Data records:
PR #3758, opened 2016-09-08
[Erlang] Add Erlang server generator

galaxie:
### PR checklist

### Description of the PR
This is the first version of Erlang code generation for an Erlang *server*.
As I see all of the repos here are mostly about clients, but we needed a working server so we created it first.

The purpose of this code generation is to create an Erlang server on top of `cowboy` app and handle all the routing and validation. The user is supposed to add his own handlers to provide any business logic to process requests. Any operation which is not covered by user defined handlers leads to `501 Not implemented` error (instead of `200 OK` approach in e.g `go-server`).

This attempt is FAR from being done. Some significant parts that are still missing or need refactoring that I would like to mention:
- Tests
- Requests validation
- REST flow in `cowboy` handlers

and legions of other stuff.


wing328:
@galaxie thanks for the PR, which looks good as a starting point.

Problem to solve: Your job is to reproduce the data in full, with every line intact.

Exercise result:
PR #3758, opened 2016-09-08
[Erlang] Add Erlang server generator

galaxie:
### PR checklist

### Description of the PR
This is the first version of Erlang code generation for an Erlang *server*.
As I see all of the repos here are mostly about clients, but we needed a working server so we created it first.

The purpose of this code generation is to create an Erlang server on top of `cowboy` app and handle all the routing and validation. The user is supposed to add his own handlers to provide any business logic to process requests. Any operation which is not covered by user defined handlers leads to `501 Not implemented` error (instead of `200 OK` approach in e.g `go-server`).

This attempt is FAR from being done. Some significant parts that are still missing or need refactoring that I would like to mention:
- Tests
- Requests validation
- REST flow in `cowboy` handlers

and legions of other stuff.


wing328:
@galaxie thanks for the PR, which looks good as a starting point.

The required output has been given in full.